Book Review: The Door in the Wall

I picked out The Door in the Wall by Marguerite de Angeli from the list of Newbery Medal winners because I wasn’t sure if I had read it before or not. It turns out the answer is no, as all I could remember of the book I thought it might be was that it involved canal boats—which don’t appear here at all. But now I have another one to check off my list!

The door of the title is much more symbolic than literal—when life presents a wall, keep looking until you find a door. Ten-year-old Robin is facing a wall with a vengeance. The son of a knight during the reign of Richard II, Robin was always meant to follow his father’s footsteps—until he’s struck by an illness that leaves him unable to use his legs. His father is on campaign, his mother is away with the queen and so Robin is taken in by the nearby religious order.  He’s cared for by Brother Luke who also offers philosophy about doors and walls. Robin eventually goes to a new guardian, a friend of his father’s, but still must find his proper role in his changed life.

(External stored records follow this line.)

PR #779, opened 2020-08-03
expand exoPlayer capabilities

Lolzen:
This lays groundwork mainly for other boards than 4chan which support audiofile uploading. also adds swf handling for /f/, e.g.

### DIFF
--- a/Clover/app/src/main/java/org/floens/chan/core/model/PostImage.java
+++ b/Clover/app/src/main/java/org/floens/chan/core/model/PostImage.java
@@ -23,7 +23,7 @@ import okhttp3.HttpUrl;
 
 public class PostImage {
     public enum Type {
-        STATIC, GIF, MOVIE
+        STATIC, GIF, MOVIE, SWF
     }
 
     public final String originalName;
@@ -57,7 +57,14 @@ public class PostImage {
                 break;
             case "webm":
             case "mp4":
+            case "mp3":
+            case "m4a":
+            case "ogg":
+            case "flac":
                 type = Type.MOVIE;
+                break;
+            case "swf":
+                type = Type.SWF;
                 break;
             default:
                 type = Type.STATIC;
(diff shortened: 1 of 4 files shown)


Clover/app/src/main/java/org/floens/chan/ui/view/MultiImageView.java
```diff
@@ -443,6 +446,10 @@ public void onEnd() {
         });
     }
 
+    private void setOther(String fileUrl) {
+        Toast.makeText(getContext(), R.string.file_not_viewable, Toast.LENGTH_LONG).show();
```
floens, line 450: Maybe we can show this as text in the view itself, instead of a toast. If that's too much trouble leave it for another time.

Clover/app/src/main/res/values/strings.xml
```diff
@@ -138,6 +138,8 @@ Re-enable this permission in the app settings if you permanently disabled it."</
     <string name="image_open_failed">Failed to open image</string>
     <string name="image_spoiler_filename">Spoiler image</string>
 
+    <string name="file_not_viewable">File not internally viewable; you can still download this file.</string>
```
floens:
```suggestion
    <string name="file_not_viewable">File not internally viewable; you can still download this file or open it in your browser.</string>
```

Clover/app/src/main/java/org/floens/chan/core/model/PostImage.java
```diff
@@ -23,7 +23,7 @@
 
 public class PostImage {
     public enum Type {
-        STATIC, GIF, MOVIE
+        STATIC, GIF, MOVIE, SWF
```
floens, line 26: Maybe we can call it OTHER too since I see no future in playing swf files on Android.

Clover/app/src/main/java/org/floens/chan/ui/view/MultiImageView.java
Lolzen: I'm not opposed to that, i fact i think this is better. I'll try to find an example i could use to realize that, otherwise you're free to go ahead and change it to your liking.

Clover/app/src/main/java/org/floens/chan/core/model/PostImage.java
Lolzen: see PR # 780 
i could however change everything up if you believe it's a cleaner aproach.

floens: If there are apps for that maybe we can integrate it with those apps? But sure let's keep SWF then.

This is a rather charming picture of medieval England…which is both the strength and the weakness of the book. Because it’s pleasant to read, and I like charming books. But I strongly suspect that the Middle Ages were not actually a charming time period, especially if you had the misfortune to be crippled!

Robin goes through a certain amount of worry and existential unease because of his uncertain future and his new limitations. But on the whole, everyone he meets is very reassuring and friendly, and he adjusts with rather a minimum of trouble. And I like books about nice people…but at the same time, I just don’t believe it would have been that way.

I’m sure some would argue that this is a kid’s book and that’s why it doesn’t get into deeper or darker issues…to which I respond: Alchemy and Meggy Swann by Karen Cushman. Set during Queen Elizabeth’s reign (so a little later, but not too far), Meggy also walks on crutches, and has not found the world to be a friendly, encouraging place. But Karen Cushman (also a Newbery Medal winner) is especially good at historical fiction for kids, with the fleas and prejudices and classism included.  The Door in the Wall was written in 1950, and that may be a factor.

So…this was charming and pleasant and not a bad read. But it wasn’t much like Medieval England either!

Other reviews:
Anyone else?

Buy it here: The Door in the Wall

2 thoughts on “Book Review: The Door in the Wall

  1. This was my favorite book of all when I was 7 or so! But it doesn’t hold up all that well as a grownup….I think it has to be read before you know any better to really be loved.

  2. dianem57

    I think people felt children had to be protected from life’s harsh realities much more in past years (1950’s and before) in literature written for them than they do today. That’s especially true before facts about real life could so be easily found on the Internet.